The “Barsky incident” concerns Edward K. Barsky, head of the Joint Anti-Fascist Refugee Committee, an organization that aided refugees of the Spanish Civil War (a cause that Lancken shared, as a member of the Chicago Committee for Spanish Freedom). Barsky was charged with contempt of Congress for refusing to give the HUAC his organization’s financial records.

Lancken’s next activity, as executive secretary of the Progressive Party in Oklahoma, was working to get Henry A. Wallace on the ballot. This part of the scrapbook mainly consists of newspaper clippings, including from the African American Black Dispatch newspaper. Lancken and his Party co-organizer M. A. Shadid were at pains to demonstrate that neither they nor the Progressive Party were Communist-affiliated; however, a 1945 letter from Lancken to the Communist Party USA regarding some comments in the New Masses and critiquing Browderism—and closing with the line “Lets unite and smash reaction”—suggests that this is not the whole story, at least on Lancken’s part.

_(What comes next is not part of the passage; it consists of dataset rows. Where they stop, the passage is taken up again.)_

Issue #1769, opened 2020-06-26
Deployment's api version in 'oracle.db.yaml' should be changed to 'apps/v1' for K8S version 1.18.x


sbattagi:
Hi, 

Creating a Database deployment using the file "weblogic-kubernetes-operator/kubernetes/samples/scripts/create-oracle-db-service/common/oracle.db.yaml" throws below error on K8S version 1.18.x.
ERROR:
error: unable to recognize "/scratch/sbattagi/workdir/weblogic-kubernetes-operator-2.6.0/kubernetes/samples/scripts/create-oracle-db-service/common/oracle.db.yaml": no matches for kind "Deployment" in version "extensions/v1beta1"

As per the K8S 1.18 release notes shown below, we have to use "apps/v1" instead of "extensions/v1beta1".
"daemonsets, deployments, replicasets resources under extensions/v1beta1 - use apps/v1 instead" 
https://kubernetes.io/docs/setup/release/notes/#kube-apiserver-1

Please review and fix the issue.

Thanks
Samba

sbattagi:
This issue is seen in operator 2.6.0 release branch.

rjeberhard:
Fixed in 3.0.

PR #1805, opened 2020-07-14
Update Deployment and Ingress apiVersions

rjeberhard:
This PR resolves issue #1769, which we've been asked to expedite. The issue only mentions the Deployment apiVersion, but while reviewing recent changes to Kubernetes, I noticed that both Ingress and Deployment have been long-since moved to new apiVersions and the updated versions are now supported by our minimum Kubernetes version (1.14).

Therefore, I've updated references to both Deployment and Ingress in this PR.

### DIFF
--- a/docs-source/content/samples/simple/domains/model-in-image/prerequisites.md
+++ b/docs-source/content/samples/simple/domains/model-in-image/prerequisites.md
@@ -52,8 +52,8 @@ weight: 1
 
     - Option 1: To create the ingresses, use the following YAML file to create a file called `/tmp/mii-sample/ingresses/myingresses.yaml` and then call `kubectl apply -f /tmp/mii-sample/ingresses/myingresses.yaml`:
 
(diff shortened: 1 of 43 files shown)


rjeberhard:
Converting this to draft because I realized there are more files that need to change.

rjeberhard:
Okay, fixed... Tests running now. I needed to update the Java classes too.

alai8:
Do we also need to update apps/v1beta to apps/v1 in these files? 
./src/integration-tests/kubernetes/logstash.yaml
./src/integration-tests/kubernetes/elasticsearch.yaml
./src/integration-tests/kubernetes/kibana.yaml
./kubernetes/samples/scripts/elasticsearch-and-kibana/elasticsearch_and_kibana.yaml

rjeberhard:
Yes, thanks, @alai8. Those files are updated now.

PR #1807, opened 2020-07-14
correct host-name in health check REST url when Pod IP is null

ankedia:
Remove the default "cluster.local" search path when creating host-name for health check REST URL. This search path can be different for different cloud providers for e.g. it's ".svc.occloud" in GBU CNE team's environment. If the services are in same cluster, just adding namespace to service-name should be sufficient.


alai8:
Looks good, but can you look into adding new or modifying existing unit test to test this? Thanks

PR #1815, opened 2020-07-16
Fixes necessary for 2.6.0 to 3.0.0 upgrade

rjeberhard:
Thank goodness @vanajamukkara tested the upgrade path again!

I found and fixed a few problems:
- When the CRD replacement failed, you could only see the error message with FINE logging
- The new schema version was added to the CRD in the wrong place
- For the v1beta1 CRD version, we weren't updating the top-level version field
- We were failing to mark the older schema versions as no longer being storage versions
- We were failing to mark the new schema version as being the storage version

We were also seeing a problem with etcd complained that the updated CRD was "too big". The only solution to this was to change schema generation to not include descriptions from the built-in Kubernetes types that we reference. I compensated for this by referring to the `kubectl explain` documentation for those types.


integration-tests/src/test/java/oracle/kubernetes/operator/ItOperatorUpgrade.java
```diff
@@ -157,6 +189,31 @@ private void upgradeOperator() throws Exception {
...
+    operatorMap.put("serviceAccount", OP_SA);
+    operatorMap.put("externalRestEnabled", true);
+    operatorMap.put("javaLoggingLevel", "FINE");
+    List<String> domNs = new ArrayList<String>();
+    domNs.add(DOM_NS);
+    operatorMap.put("domainNamespaces", domNs);
+    operator = TestUtils.createOperator(operatorMap, Operator.RestCertType.LEGACY);
+
+    checkCrdVersion();
+    checkDomainNotRestarted();
```
rjeberhard, line 212: For 2.6 to 3.0 upgrade, I do expect the domain to be restarted.

vanajamukkara: Yes, domain is getting restarted. Removed the check.

vanajamukkara:
@rjeberhard should the upgrade from Operator 2.5.0 to 3.0.0 work? I see the CRD version is updated to v8, but only admin server is restarted not the managed servers and NPE in operator logs on k8s 1.15.11, scaling is not working. Not sure if this should work.

rjeberhard:
@vanajamukkara 
> @rjeberhard should the upgrade from Operator 2.5.0 to 3.0.0 work? I see the CRD version is updated to v8, but only admin server is restarted not the managed servers and NPE in operator logs on k8s 1.15.11, scaling is not working. Not sure if this should work.

I don't know if this could be made to work, but I'm okay documenting that customers can only upgrade to 3.0.0 from 2.6.0.

rjeberhard:
@vanajamukkara, if you are happy :) then please go ahead and approve this PR.

PR #1817, opened 2020-07-16
update WDT version used by domain-in-image samples...

tbarnes-us:
…and make it configurable

Old version: Previously, the DII default was effectively 0.17, as DII depends on the docker image project's sample which has that default.  

Work around: Manually export WDT_VERSION first. The docker image sample accepts a WDT_VERSION env var with either a specific version or the keyword 'LATEST'.

Fix: Have the DII sample set the WDT_VERSION env var prior to calling the docker image sample build.sh script. Allow users to specify the value as an 'input' (input attr 'wdtVersion'). The DII default is now 1.9.1.

Note that the DIPV WDT samples already default to 1.9.1 (it's set to 1.9.1 in the DIPV 'create domain job' script).

### DIFF
--- a/kubernetes/samples/scripts/common/utility.sh
+++ b/kubernetes/samples/scripts/common/utility.sh
@@ -346,8 +346,6 @@ function createFiles {
     weblogicCredentialsSecretName="${domainUID}-weblogic-credentials"
   fi
 
-  wdtVersion="${WDT_VERSION}"
-
   if [ "${domainHomeInImage}" == "true" ]; then
     domainPropertiesOutput="${domainOutputDir}/domain.properties"
     domainHome="/u01/oracle/user_projects/domains/${domainName}"
@@ -389,6 +387,9 @@ function createFiles {
       sed -i -e "s|%IMAGE_NAME%|${image}|g" ${domainPropertiesOutput}
     fi
   else
+    # we're in the domain in PV case
+
+    wdtVersion="${WDT_VERSION:-${wdtVersion}}"
 
     createJobOutput="${domainOutputDir}/create-domain-job.yaml"
     deleteJobOutput="${domainOutputDir}/delete-domain-job.yaml"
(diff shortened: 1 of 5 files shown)


kubernetes/samples/scripts/common/utility.sh
```diff
@@ -389,6 +387,9 @@ function createFiles {
       sed -i -e "s|%IMAGE_NAME%|${image}|g" ${domainPropertiesOutput}
     fi
   else
+    # we're in the domain in PV case
+
+    wdtVersion="${WDT_VERSION:-${wdtVersion}}"
```
tbarnes-us, line 392: Implementation note:

The changes in this file only affect the PV path, which is not the main thrust of this pull, but I did this for clarity.  

Specifically, I moved the 'wdtVersion' initialization for PV down into the else clause to make it more clear that it's only used on the PV path, plus, instead of setting 'wdtVersion' to WDT_VERSION directly (WDT_VERSION is an undocumented setting), I set wdtVersion to come from the 'wdtVersion' env var if (a) it's already been set and (b) WDT_VERSION has not been set.  (If the wdtVersion env var has been set, then it probably came from the inputs file.)

Phew!

kubernetes/samples/scripts/create-fmw-infrastructure-domain/domain-home-in-image/create-domain-inputs.yaml
```diff
@@ -142,6 +142,11 @@ domainHomeImageBase: container-registry.oracle.com/middleware/fmw-infrastructure
 # which uses WDT, instead of WLST, to generate the domain configuration.
 domainHomeImageBuildPath: ./docker-images/OracleFMWInfrastructure/samples/12213-domain-home-in-image
 
+# Uncomment to customize the WebLogic Deploy Tool (WDT) version used by the WDT
+# "domain home in image" Docker image sample in the Docker images project. See
+# "domainHomeImageBuildPath". Set to "LATEST" to use the latest version.
+# wdtVersion: LATEST
```
mriccell, line 148: Why would we not want LATEST to be the default?

tbarnes-us: This change is already merged.

This change implicitly defaults to 1.9.1 since that's what we used in all of the other samples already - presumably because this helps make sure the samples are stable/reproducable.  (I don't document the default here because I assume that'll change over time.)

rjeberhard:
@mriccell, we have a bunch of other code points that are currently using a hardcoded 1.9.1. @ddsharpe mentioned this too. I'll create a JIRA to address this across the usages.

PR #1826, opened 2020-07-20
update the JAVA_URL in Dockerfiles

xiancao:
The latest openjdk build is 12. Change Dockefile to set the correct JAVA_URL:
ENV JAVA_URL https://download.java.net/java/GA/jdk14.0.2/205943a0976c4ed48cb16f1043c5c647/12/GPL/openjdk-14.0.2_linux-x64_bin.tar.gz


mriccell:
@markxnelson we just need this change right now so that the tests can build the Operator image and pass. Later we will create a PR to automate the lookup of the JAVA URL.

PR #1830, opened 2020-07-22
Test support: don't update status on replace if defined as subresource

russgold:
- Updated KubernetesTestSupport so that it replaceDomain preserves the old status.
- Added interface to synchronous domain status replace

### DIFF
--- a/operator/src/test/java/oracle/kubernetes/operator/helpers/KubernetesTestSupport.java
+++ b/operator/src/test/java/oracle/kubernetes/operator/helpers/KubernetesTestSupport.java
@@ -110,11 +110,17 @@ public class KubernetesTestSupport extends FiberTestSupport {
   public static final String SELF_SUBJECT_RULES_REVIEW = "SelfSubjectRulesReview";
   public static final String TOKEN_REVIEW = "TokenReview";
 
-  private static RequestParams REQUEST_PARAMS
+  private static final String PATH_PATTERN = "\\w+(?:.\\w+)*";
+  private static final String OP_PATTERN = "=|==|!=";
+  private static final String VALUE_PATTERN = ".*";
+  private static final Pattern FIELD_PATTERN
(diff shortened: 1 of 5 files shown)


rjeberhard:
@russgold, just making sure we are on the same page... I think this PR is changing the test support layer to honor the behavior described here: https://kubernetes.io/docs/tasks/extend-kubernetes/custom-resources/custom-resource-definitions/#status-subresource:

When the status subresource is enabled, the /status subresource for the custom resource is exposed.

- The status and the spec stanzas are represented by the .status and .spec JSONPaths respectively inside of a custom resource.

- PUT requests to the /status subresource take a custom resource object and ignore changes to anything except the status stanza.

- PUT requests to the /status subresource only validate the status stanza of the custom resource.

- PUT/POST/PATCH requests to the custom resource ignore changes to the status stanza.

- The .metadata.generation value is incremented for all changes, except for changes to .metadata or .status.

russgold:
@rjeberhard Yes, that's the intent. In particular, Anil is working on an issue that he said he could not unit test, as the test support wasn't honoring those rules. I added these changes to support his work.

russgold:
Hold on. Anil has pointed out a case I missed.

operator/src/test/java/oracle/kubernetes/operator/helpers/KubernetesTestSupport.java
```diff
@@ -607,6 +633,10 @@ private T withOptionalCreationTimeStamp(T resource) {
       return resource;
     }
 
+    private void preserveStatusIfSeparate(String name, T resource) {
+
```
lennyphan, line 637: should this be removed?

rjeberhard: Lenny, I'm not understanding why this might need to be removed...

russgold: Yes; thanks for noticing that.

PR #1834, opened 2020-07-24
Use kubectl exec to fix a test hanging issue

doxiao:
Replace calls to Kubernetes java client exec API with kubectl exec calls to temporarily fix a test hanging issue in Jenkins that has started to happen recently.


doxiao:
Jenkins job before the last commit (no hanging in testPatchAppV2): https://build.weblogick8s.org:8443/view/all/job/weblogic-kubernetes-operator-kind-new/894/.
Jenkins job with the latest: https (still running): //build.weblogick8s.org:8443/view/all/job/weblogic-kubernetes-operator-kind-new/902/

new-integration-tests/src/test/java/oracle/weblogic/kubernetes/assertions/impl/Application.java
```diff
@@ -78,6 +80,42 @@ public static boolean appAccessibleInPod(
...
+      String appPath,
+      String expectedResponse
+  ) {
+
+    // calling "kubectl exec" command to access the app inside a pod
+    String cmd = String.format(
+        "kubectl -n %s exec -it %s -- /bin/bash -c 'curl http://%s:%s/%s'",
+        namespace,
+        podName,
+        podName,
```
tbarnes-us, line 108: The podName can differ from the service name.  Should the second 'podName' be converted to DNS 1123?  Alternatively, it could  be changed to "$SERVICE_NAME" as I assume the bash command will have access to the pod's env vars...

tbarnes-us: (DNS 1123 == podName all lower case with "_" converted to "-")

new-integration-tests/src/test/java/oracle/weblogic/kubernetes/assertions/impl/Application.java
```diff
@@ -78,6 +80,42 @@ public static boolean appAccessibleInPod(
...
+        port,
+        appPath);
+
+    CommandParams params = Command
+        .defaultCommandParams()
+        .command(cmd)
+        .saveResults(true)
+        .redirect(false)
+        .verbose(false);
+    return Command.withParams(params).executeAndVerify(expectedResponse);
```
tbarnes-us, line 118: For other tests, we've needed to have multiple retries for initial curl attempts as tests can sometimes try access an app before it or the service is fully deployed; in addition, it's been helpful to tune the curl command's connection and overall timeouts.

tbarnes-us: For MII sample testing, we use "--connect-timeout 5 --max-time 20" and loop the curl command up to 15 times on a failure (5 seconds between each try).

doxiao: The test that uses this assertion has a retry logic at the higher level; this is the pattern used in the Juni5 integration tests.

new-integration-tests/src/test/java/oracle/weblogic/kubernetes/assertions/impl/Application.java
doxiao: I totally agree that the code should convert the podName to a legal DNS1123 name. But this pattern is used everywhere in the integration test cases; the assumption is that the test code will not use any non-legal-1123 name as the domainUID, clusterName, managedServerPrefix and etc.  I know this assumption may not be true once more engineers start to write integration test cases. 
Do you want to have a task to do a global fix?  We need to get this change in to fix the hanging issue that impacts everyone that run Jenkins jobs to verify their changes.

tbarnes-us: Didn't know that.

Later, Lancken and Wallace would have a correspondence in which Lancken chastises Wallace for his stance on the Korean War; Wallace defends himself and tells Lancken that “If you wish to pass on comments to others just say that if the PP leadership continues its present trend it will wreck itself and the PP”. Lancken also corresponds on the topic with Wallace campaign manager “Beanie” Baldwin, who is somewhat more sympathetic. Also from this period is the 1948 Campaign Handbook of the Progressive Party.

Lancken’s time organizing for Estes Kefauver is documented in the larger scrapbook but also in the loose pages and the smaller “Win With Kefauver” scrapbook. Lancken, who founded the Nassau Friends of Kefauver, gave Kefauver policy and strategy suggestions; according to Lancken’s obituary, he was also a Kefauver speechwriter. Kefauver thanks him and encourages him to “keep in touch” and “continue to give me the benefit of your ideas and suggestions”. Other Kefauver materials include party mailers and flyers (especially Kefauver’s anti-Taft-Hartley “Message to Labor”), and Lancken’s form letters to fellow Long Islanders asking them to contact him with any thoughts or questions about Kefauver. In the one reply to this form letter in the archive, Mr. and Mrs. Earl Schow of Levittown castigate Lancken for choosing a candidate with “no personality [and] no speaking ability.” Following Kefauver’s primary loss to Adlai Stevenson, Lancken also corresponded with the Stevenson-Kefauver campaign, though less enthusiastically and often.

His other activities later in life include involvement with the humanist Ethical Culture Society, the Long Island Committee for a Sane Nuclear Policy, and the White Plains-Greenburgh NAACP. Throughout his life, Lancken was also an avid horseshoe pitcher and a frequent writer of letters to the editor, especially on the topic of racism both in progressive politics and in the local news—one letter to the Mid-Island Daily Times expresses his disappointment about the publication of a large photo of a minstrel show, and explains why minstrelsy is racist and not amusing.

Overall, the archive provides meticulous documentation of Lancken’s political life as a self-described “grass-rooter in action”; of interest to historians of midcentury progressive politics.